The ranking, which rated 109 companies in 13 sectors this year, brought widespread attention not only to CSR, but also to Jantzi Research, which distinguishes itself from other SRI research firms by focusing exclusively on the Canadian market. This orientation has determined the direction and character of the firm since Mr. Jantzi founded it in his two-bedroom apartment 1992 after hearing a radio interview with SRI pioneer Amy Domini.

"The US SRI market has always been (and amazingly still is) focused on screening out 'sin' sectors, whereas the Canadian SRI market always been more nuanced," explained Mr. Jantzi. "When we started, the Toronto Stock Exchange 300 index was almost half resource companies--44 to 48 percent by market cap."

"We felt that, if social investment was going to grow in Canada, we had to get assets invested, and if you wanted diversification, you had to have resource companies in your portfolio," effectively eliminating the option of screening out any sectors, he continued. "What's more, there are a lot of one-mill towns, where paper, or mining, or oil is the life-blood of the community," making it hard to pull the rug out from these industries while claiming to be socially responsible.

To solve this conundrum, Mr. Jantzi developed a "best of sector" approach, which funnels investment into the most responsible companies in problem sectors instead of screening these sectors our completely. US-based social investors, who can more easily afford to exclude entire sectors and still have plenty of companies available for broad diversification, reacted against the notion at first.

"I'm still scarred from when I gave a presentation on best of sector at the SRI in the Rockies conference in Breckenridge in the '90s, and I was just skewered--'best of sector is a sell-out,' the audience said," Mr. Jantzi said. "SRI is about change, it's not about perfection--if we're eliminating all of those companies from our portfolio, then there's no incentive for those companies to improve, because they will never see SRI capital."

Another factor distinguishing Canadian from US social investing was the role of shareholder activism, which was limited for many years by Canadian securities regulations that placed high hurdles for advocates. For example, one clause barred resolutions addressing social and environmental issues. To address such obstacles, Jantzi Research conducted a year-and-a-half of research before publishing a paper in 1996 highlighting the barriers to shareholder advocacy in Canada and making numerous recommendations.

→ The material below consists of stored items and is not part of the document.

PR #199, opened 2021-03-15
sf_mobile_base: prevent scan multiple times

simahawk:
The scanning interface uses a simple input text
which is valued and submitted by the scanning device automatically.
While sending the request the focus stays on the input
hence if the user scans multiple times the same barcode
multiple requests are sent to the backend.

This change prevents this by checking if the app
is still waiting for data from the backend.

By doing so, several conflict errors are avoided
because the same action cannot be applied twice or more
for the same endpoint till the UI is unlocked.


TDu (approved):
LG, should the user be inform of the situation ?

simahawk:
> LG, should the user be inform of the situation ?

it's already ok: the UI shows a loader, it's normal that if you scan something nothing happens.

"One of the recommendations was, essentially, just file proposals and see what happens," said Mr. Jantzi, who helped file a resolution on child labor with five retailers. "We were astounded at the seriousness the resolution met--four of the five companies agreed to circulate the proposal."

While shareholder advocacy in Canada is still less developed than in the US, it has made great strides recently--last year Bank of Montreal (ticker: BMO) went so far as to endorse a sustainability reporting resolution, a first in Canada.

To provide its clients with recommendations on how to vote on resolutions, MJRA recently partnered with US-based proxy advisory firm Investor Responsibility Research Center (IRRC). Partnering is an oft-used strategy by Jantzi Research to leverage expertise synergistically. For example, Jantzi Research partnered with Dow Jones Indexes and State Street Global Advisors to launch the Jantzi Social Index, a socially screened, market capitalization-weighted index modeled on the S&P/TSX 60, in January 2000. MJRA is also a partner in the SiRi Company, a global group of 11 SRI research firms throughout the world with 125 analysts that share local expertise and information globally.

"If you don't know a market intimately, you will miss data sources, and even if you have the data, you need to understand the context," Mr. Jantzi said. "If you don't have local slant on things, you can get an analysis that's diametrically opposed to the reality of the situation."

For more than a dozen years, Jantzi Research has demonstrated the value of understanding the regional peculiarities of the Canadian social investment market.